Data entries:
PR #31, opened 2023-11-21
zoom integration

baxsm:
## Description
Zoom auth / integration
## Checklist:


apps/zoom/.eslintrc.json
```diff
@@ -0,0 +1,3 @@
+{
+  "extends": "next/core-web-vitals"
```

▸ ASSIGNMENT
Print out every record again, exactly and in full.

▸ WRITTEN RESPONSE
PR #31, opened 2023-11-21
zoom integration

baxsm:
## Description
Zoom auth / integration
## Checklist:


apps/zoom/.eslintrc.json
```diff
@@ -0,0 +1,3 @@
+{
+  "extends": "next/core-web-vitals"
```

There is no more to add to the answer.